This invention generally relates to an improved process of phosphate ore beneficiation by froth flotation. More particularly, this invention relates to such a process wherein phosphate ores are processed by froth flotation using as a collector a fatty acid in combination with a surface active agent.
Froth flotation is the principal means by which phosphate ores, such as pebble phosphate and apatite, and a host of other ores are concentrated. Its chief advantage lies in the fact that it is a relatively efficient process operating at substantially lower costs than many other processes capable of concentrating the ores.
Flotation is a process for separating finely ground valuable minerals from their associated gangue, or waste, or for separating valuable components one from another. In froth flotation, frothing occurs by introducing air into a pulp of finely divided ore and water containing a frothing agent. Minerals that have a special affinity for air bubbles rise to the surface in the froth and are separated from those wetted by the water. The particles to be separated by froth flotation must be of a size that can be readily levitated by the air bubbles.
Agents called collectors are used in conjunction with flotation to promote recovery of the desired material. The agent chosen must be capable of selectively coating the desired material in spite of the presence of many other mineral species. Current theory states that the flotation separation of one mineral species from another depends upon the relative wettability of surfaces. Typically, the surface free energy is purportedly lowered by the adsorbtion of heteropolar surface-active agents. The hydrophobic coating thus provided acts in this explanation as a bridge so that the particle may be attached to an air bubble. The practice of this invention is not, however, limited by this or other theories of flotation.
Typically, phosphate ore containing 15-35% BPL[bone phosphate of lime, Ca.sub.3 (PO.sub.4).sub.2 ] is concentrated in very large tonnages from deposits such as the Florida pebble phosphate deposits. The ore slurry from strip mining is sized at about 1 millimeter and the coarser fraction, after scrubbing to break up mud balls, is a finished product. The minus 1 mm fraction is further sized at 35 and 200 mesh. The minus 200 mesh slime is discarded. From the sizing operation, the +35 mesh material in thick slurry is treated with fatty acid, fuel oil and caustic, ammonia or other alkaline material and the resulting agglomerates are separated on shaking tables, spirals, spray belts or flotation. The 35-200 mesh fraction is conditioned with the same type of reagents and floated by conventional froth flotation routes. Not all the silica gangue is rejected by the fatty acid flotation so the concentrate is blunged with acid to remove collector coatings, deslimed, washed free of reagents and subjected to an amine flotation with fuel oil at pH 7-8. This latter flotation, sometimes called "cleaning", removes additional silica and raises the final concentrate grade to 70-80% BPL.

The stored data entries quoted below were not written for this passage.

PR #456, opened 2023-11-20
base_parser: Update StripComment to consider quote groupings

Javagedes:
Previous update to StripComment would ignore any pound signs that were surrounded by quotes, but did not consider if the sign was inside two quotes or between two sets of two quotes (i.e. `" # "` vs `" 1 " # " 2 "`). This commit updates StripComment to check this scenario and not strip if the pound sign is inside two quotes.

This additionally adds support for ignoring escaped quotes.


apop5 (approved):
New comment parser works in the project.

makubacki (approved):

PR #541, opened 2024-04-02
Update OS version to 17134 to limit DDInstall sections

srilathasridharan:
Limit capsule install inf changes to OS versions 17134 or higher for a newer HDC requirement.
Original PR - https://github.com/tianocore/edk2-pytool-library/pull/431

"According to Zac Lockard for the InfVerif team, the new WHCP requirements went into force with the newest 26080 build which is why we're seeing this now. For reference, they link https://learn.microsoft.com/en-us/windows-hardware/drivers/devtest/inf-validation-errors-and-warnings#1199 and quote the page that says "You must fix all errors in order to pass driver tests in Hardware Dev Center."

It is the Device.DevFund.INF.Syntax requirement

This change was also pushed to all older versions of the OS due to this being a problem often in the ecosystem".

### DIFF
--- a/edk2toollib/windows/capsule/inf_generator.py
+++ b/edk2toollib/windows/capsule/inf_generator.py
@@ -52,9 +52,9 @@ PnpLockdown=1
 CatalogFile={Name}.cat
 
 [Manufacturer]
-%MfgName% = Firmware,NT{Arch}.10.0...16299
+%MfgName% = Firmware,NT{Arch}.10.0...17134
 
-[Firmware.NT{Arch}.10.0...16299]
+[Firmware.NT{Arch}.10.0...17134]
 %FirmwareDesc% = Firmware_Install,UEFI\RES_{{{EsrtGuid}}}
 
 [Firmware_Install.NT]
--- a/edk2toollib/windows/capsule/inf_generator.py
+++ b/edk2toollib/windows/capsule/inf_generator.py
@@ -17,6 +17,7 @@ import re
 import uuid
 from typing import Optional
 
+OS_BUILD_VERSION_DIRID13_SUPPORT = '10.0...17134'
 
 class InfSection(object):
     """Object representing an INF Section."""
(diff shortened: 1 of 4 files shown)


makubacki:
Do you have any links to documentation that state this requirement?

namiba-work:
> Do you have any links to documentation that state this requirement?

According to Zac Lockard for the InfVerif team, the new WHCP requirements went into force with the newest 26080 build which is why we're seeing this now. For reference, they link https://learn.microsoft.com/en-us/windows-hardware/drivers/devtest/inf-validation-errors-and-warnings#1199 and quote the page that says "You must fix all errors in order to pass driver tests in Hardware Dev Center."

edk2toollib/windows/capsule/inf_generator.py
```diff
@@ -331,6 +332,7 @@ def MakeInf(self, OutputInfFilePath: os.PathLike, FirmwareBinFileName: str, Roll
             EsrtGuid=self.EsrtGuid,
             Provider=self.Provider,
             MfgName=self.Manufacturer,
+            OsBuildVersion=OS_BUILD_VERSION_DIRID13_SUPPORT,
```
makubacki, line 335: This variable should similarly be called `OsBuildVersionDirId13Support` or something that allows it to carry that value forward 1:1 so it tracks the OS build version for that specific need.

makubacki (approved):

makubacki:
> > Do you have any links to documentation that state this requirement?
> 
> According to Zac Lockard for the InfVerif team, the new WHCP requirements went into force with the newest 26080 build which is why we're seeing this now. For reference, they link https://learn.microsoft.com/en-us/windows-hardware/drivers/devtest/inf-validation-errors-and-warnings#1199 and quote the page that says "You must fix all errors in order to pass driver tests in Hardware Dev Center."
> 
> It is the Device.DevFund.INF.Syntax requirement
> 
> This change was also pushed to all older versions of the OS due to this being a problem often in the ecosystem

@srilathasridharan, please include this info in the PR description so it is easy for people to find that come acrss this change in the future.

edk2toollib/windows/capsule/inf_generator.py
srilathasridharan: we could be restricting the version for other reasons too in the future, with another update, so I left that flexible, since I had an opportunity to do so in this file, while also indicating using the define name as to why is the version restriction in place.

PR #561, opened 2024-05-16
Correcting Incorrect Usage of EfiSignatureList

Flickdm:
An authenticated variable may contain only a single EfiSignatureList. However, they may contain multiple EfiSignatureLists otherwise known as EfiSignatureDatabase. 

This change corrects that misconception


Javagedes:
This looks fine, just needs to be updated to fix the unit tests

Javagedes (approved):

The disposal of phosphate slimes generated in the beneficiation of phosphate ore, traditionally accomplished through the employment of slime ponds, has come under increased opposition from environmental grops as well as those interested in a more rapid reclamation of the water and land involved. To help resolve these objections, organic polymers have been frequently employed to flocculate and settle the slimes more rapidly. This particular solution, however, has brought with it related problems of a different nature. Specifically, the clear overflow water, which is recycled through the process, can contain residual organic polymeric flocculants which cause severe depression of the fatty acid collectors when employed in the beneficiation process. To overcome this effect, and thereby maintain acceptable recovery values, as much as double the normal amount of fatty acid collector may be required. It has been estimated that the total consumption of fatty acid products used by the Florida phosphate industry alone exceeds 100 million pounds per year. Doubling that amount not only would entail additional expenses but would divert large quantities of fatty acids from nutritional and other uses to which they might otherwise have been employed.

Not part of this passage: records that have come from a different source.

PR #577, opened 2024-06-06
Adding Uefi Variable Support.

apop5:
Adding a common Uefi Variable Access class for both windows and linux.

Class UefiVariable supports:
    GetUefiVar - Get a single Uefi Variable's data
    GetUefiAllVarNames - Get all Uefi variables
    SetUefiVar - Set (or delete) a single Uefi variable.

Multiple copies of this class are floating in repos, mainly to support tools. This is to consolidate support.

Verified DecodeUefiLog is able to use this instance to retrieve log on a physical system.

### DIFF
--- a/edk2toollib/os/uefivariablesupport.py
+++ b/edk2toollib/os/uefivariablesupport.py
@@ -106,13 +106,13 @@ class UefiVariable(object):
                 ]
             except Exception:
                 logging.warn(
-                    "G[S]etFirmwareEnvironmentVariableW function doesn't seem to exist"
+                    "Collecting windll Variable functions encountered an error."
                 )
         else:
             pass
 
     def GetUefiVar(self, name: str, guid: str) -> tuple[int, str]:
-        """_Retrieve Uefi Variable from the system.
+        """Get a Uefi Variable from the system.
 
         Args:
             name (str): String corresponding to the Unicode Name of the variable.
@@ -165,13 +165,13 @@ class UefiVariable(object):
 
         Returns:
             tuple[int, bytes]:
-            Integer is return status, 0 for error, non-zero for success.
-            Bytes are the packed structure for each variable.
-                struct _VARIABLE_NAME {
-                    ULONG NextEntryOffset;
-                    GUID VendorGuid;
-                    WCHAR Name[ANYSIZE_ARRAY];
-                }
+                Integer is return status, 0 for error, non-zero for success.
+                Bytes are the packed structure for each variable.
+                    struct _VARIABLE_NAME {
+                        ULONG NextEntryOffset;
+                        GUID VendorGuid;
+                        WCHAR Name[ANYSIZE_ARRAY];
+                    }
         """
         status = 0
         if os.name == 'nt':
@@ -254,13 +254,13 @@ class UefiVariable(object):
             return (status, efi_var_names)
 
     def SetUefiVar(self, name: str, guid: str, var: str = None, attrs: int = None) -> int:
-        """_Set a Uefi Variable into the system.
+        """Set a Uefi Variable into the system.
 
         Args:
             name (str): Unicode name of variable to set
             guid (str): Guid to use when setting the variable
-            var (bytes, optional): Bytes to set to the variable. Defaults to None.
-            attrs (_type_, optional): Attributes to use when setting the variable. Defaults to None.
+            var (Optional[bytes]): Bytes to set to the variable. Defaults to None.
+            attrs (Optional[int]): Attributes to use when setting the variable. Defaults to None.
 
         Returns:
             int: 0 for a failure, non-zero for success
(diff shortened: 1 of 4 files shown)


edk2toollib/os/uefivariablesupport.py
```diff
@@ -0,0 +1,331 @@
...
+                ]
+            except Exception:
+                logging.warn(
+                    "G[S]etFirmwareEnvironmentVariableW function doesn't seem to exist"
+                )
+        else:
+            pass
+
+    def GetUefiVar(self, name: str, guid: str) -> tuple[int, str]:
+        """_Retrieve Uefi Variable from the system.
```
Javagedes, line 115: nit: don't need the "_"

edk2toollib/os/uefivariablesupport.py
```diff
@@ -0,0 +1,331 @@
...
+
+    def GetUefiAllVarNames(self) -> tuple[int, bytes]:
+        """Get all Uefi Variables in the system, and return a byte packed byte string.
+
+        Raises:
+            Exception: Returned variable could not be parsed.
+
+        Returns:
+            tuple[int, bytes]:
+            Integer is return status, 0 for error, non-zero for success.
```
Javagedes, line 168: The documentation after `tuple[int, bytes]: needs to be indented. That will fix the ruff error.

edk2toollib/os/uefivariablesupport.py
```diff
@@ -0,0 +1,331 @@
...
+                offset += 16
+
+                # Name
+                struct.pack_into(f'={name_len}s', efi_var_names, offset, name)
+                offset += name_len
+
+            return (status, efi_var_names)
+
+    def SetUefiVar(self, name: str, guid: str, var: str = None, attrs: int = None) -> int:
+        """_Set a Uefi Variable into the system.
```
Javagedes, line 257: nit: don't need the "_"

edk2toollib/os/uefivariablesupport.py
```diff
@@ -0,0 +1,331 @@
...
+
+        Args:
+            name (str): Unicode name of variable to set
+            guid (str): Guid to use when setting the variable
+            var (bytes, optional): Bytes to set to the variable. Defaults to None.
```
Javagedes, line 262: `Optional[bytes]`

edk2toollib/os/uefivariablesupport.py
```diff
@@ -0,0 +1,331 @@
...
+            attrs (_type_, optional): Attributes to use when setting the variable. Defaults to None.
```
Javagedes, line 263: `Optional[int]`

edk2toollib/os/uefivariablesupport.py
```diff
@@ -0,0 +1,331 @@
...
+                self._SetFirmwareEnvironmentVariableEx.argtypes = [
+                    c_wchar_p,
+                    c_wchar_p,
+                    c_void_p,
+                    c_int,
+                    c_int,
+                ]
+            except Exception:
+                logging.warn(
+                    "G[S]etFirmwareEnvironmentVariableW function doesn't seem to exist"
```
Javagedes, line 109: Was this `G[S]et` on purpose or a typo?

apop5: I think it was intentional.

The __init__ function is trying to collect the following functions:
GetFirmwareEnvironmentVariableW
NtEnumerateSystemEnvironmentValuesEx
SetFirmwareEnvironmentVariableW
SetFirmwareEnvironmentVariableExW

Its the same error message for any exception thrown. I agree it's confusing, so I will clarify it to something more generic like "Collecting windll Variable functions encountered an error."

edk2toollib/os/uefivariablesupport.py
apop5: Fixed in latest.

edk2toollib/os/uefivariablesupport.py
apop5: Fixed in latest.

edk2toollib/os/uefivariablesupport.py
apop5: Fixed in latest.

edk2toollib/os/uefivariablesupport.py
apop5: Fixed in latest.

edk2toollib/os/uefivariablesupport.py
apop5: Fixed in latest.

edk2toollib/os/uefivariablesupport.py
apop5: Fixed in latest.

Javagedes (approved):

Thus, there exists the need for a process employing a phosphate ore collector whose selectivity is not depressed by residual amounts of organic polymeric flocculants contained in the recycled water. Additionally, in light of the requirements for fatty acids in nutritional and other areas and the high quantities of phosphate minerals being processed by froth flotation, a process wherein such a collector which does not require increased amounts of fatty acids would be particularly desirable. Accordingly, the provision for an improved process for beneficiating phosphate ore in the presence of residual polymers would fulfill a long felt need and constitute a significant advance in the art.